EXERCISE DIRECTIONS — Whenever the word "human" appears in a line of the listing, copy that line.

INFORMATION GIVEN —
PR #67, opened 2021-09-10
Add doc describing core assumptions on device modelling

SimonFrost-Arm:
NB: using PlantUML for now just to get something in place.


docs/device-and-supply-chain-modelling.md
```diff
@@ -0,0 +1,76 @@
...
+
+## Device evidence classification
+The evidence within an attestation report can be categorised into the following classes. These classes are not an exhaustive set of all types of evidence that may be found within a report but are those necessary for correlating evidence with endorsement / reference value queries.
+
+### Trust Anchor
+All devices are ASSUMED to contain a Trust Anchor (TA). This is normally provisioned into the device at manufacturing time but may also be provisioned to the device on enrolling into a management structure. The TA takes the form of a key or a seed from which an Attestation signing key can be derived. The attestation report will contain information, referred to here as a Trust Anchor ID (TA-ID), which a Verifier can use to locate an endorsement providing information on the public value of the relevant key to use to validate the signature on a report. The Trust Anchor may have unique-to-device or group scope (i.e. multiple devices contain the same trust anchor). The latter case has been used as one solution for privacy protection use cases.
```
thomas-fossati, line 16: in DICE, the trust anchor (i.e., the CA cert that signs the first public key in the DICE hierarchy) might be purely endorsed -- i.e., it may be not necessarily contained inside the device.

Maybe what we really mean here is "signing key for Evidence." and the TA-ID is really an identifier of the Attester (with either instance or group scope) that is bound to that signing key by some means -- for example, in a certificate signed by a CA, in an Endorsement from the supply chain.

docs/device-and-supply-chain-modelling.md
```diff
@@ -0,0 +1,76 @@
...
+
+### Hardware Group
+A device MAY contain a Hardware Group ID that is presented in attestation evidence. This is an identifier, provisioned during manufacturing, which can be used to classify the SoC used within the device and will be the same for any devices built using that SoC. Although termed as a hardware ID, in fact this identifier will classify the immutable Root of Trust, being the un-modifiable and un-measured initial BIOS as well as the specific SoC hardware within the SoC. The identifier is a public value and has no security value, but aids classification for a verifier. If no Hardware Group ID is included within the attestation evidence then an equivalent value can be provisioned into the verifier as a correlation to the Trust Anchor ID.
```
thomas-fossati, line 19: the term BIOS looks a bit too specific.  Do we mean "trusted boot block" instead?

docs/device-and-supply-chain-modelling.md
```diff
@@ -0,0 +1,76 @@
...
+
+![Groupings](http://www.plantuml.com/plantuml/proxy?src=https://raw.githubusercontent.com/veraison/veraison/main/docs/diags/tokens-model.puml)
+
+Diagram: Known Tokens
+
+![Diagram: Mapping known attestation tokens to the evidence classifications](http://www.plantuml.com/plantuml/proxy?src=https://raw.githubusercontent.com/veraison/veraison/main/docs/diags/known-models.puml)
+
+
+## Firmware Lifecycles
+Where an attestation report contains only a firmware version, no additional data is required from the supply chain and whether the value provided is acceptible is a matter for the evidence appraisal policy.
```
thomas-fossati, line 42: Even though this is not the case for PSA, the SW version could also be a reference value that is checked against the presented Evidence.

yogeshbdeshpande:
Very Nice! I will review it on Tuesday (14th Sept).

thomas-fossati (commented):
Looks good me, thanks!  I have left a few comments inline.

PS: I know in our chests beats a cold, mechanical, robot heart that favours hard facts over sentimentalism.  However, maybe s/the project/we/ for a slightly more human touch? :-)

docs/device-and-supply-chain-modelling.md
SimonFrost-Arm: I was trying to generalise for a concise name that could work for all examples. Hence employing some slightly fuzzy logic so that the ID in question may not be the absolute TA but is certainly an identifiable step towards it. DICE can be a pain here given both CA and self signed forms existing in close harmony. If we look at the purpose of this ID as being for modelling purposes then can we let this ride or do you think the lack of precision will distract?

SimonFrost-Arm:
> However, maybe s/the project/we/ for a slightly more human touch? :-)
I had some more personal wording in a couple of sections and took it out to be more consistent, maybe I corrected the wrong half?

docs/device-and-supply-chain-modelling.md
SimonFrost-Arm: I think the trusted epithet is implicit. How about 'first boot boot component'?

docs/device-and-supply-chain-modelling.md
SimonFrost-Arm: I had something along those lines and linked it to arbitrary queries for the 'other' section but then removed it as it sounded too vague and didn't influence the data model.

docs/device-and-supply-chain-modelling.md
thomas-fossati: the thing is "trust anchor" is an already taken term (e.g., see RFC4949), so reusing it with special meaning is bound to create dissonance in those that are already familiar with it.

docs/device-and-supply-chain-modelling.md
thomas-fossati: What I'm saying is that we might want to avoid special-casing this and treat version (or other more or less complex SW identifiers) as reference values in the same class as measurements.

docs/device-and-supply-chain-modelling.md
thomas-fossati: WFM -- I like the sound it makes: booooot boooooooot! :-)

docs/device-and-supply-chain-modelling.md
SimonFrost-Arm: OK, I'll ponder some text restoring some reference to RVs. I really wanted just to talk about the modelling required for measurements etc here & only included a reference to version roll up to respect that subset.

docs/device-and-supply-chain-modelling.md
SimonFrost-Arm: I'm not trying to redefine trust anchor, just define the use of a TA in this context. I still think using TA-ID will work for the purpose of relating to the generalised modelling. I've pushed a change with a more general description.

thomas-fossati (approved):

REPLY TO THE EXERCISE —
PS: I know in our chests beats a cold, mechanical, robot heart that favours hard facts over sentimentalism.  However, maybe s/the project/we/ for a slightly more human touch? :-)
> However, maybe s/the project/we/ for a slightly more human touch? :-)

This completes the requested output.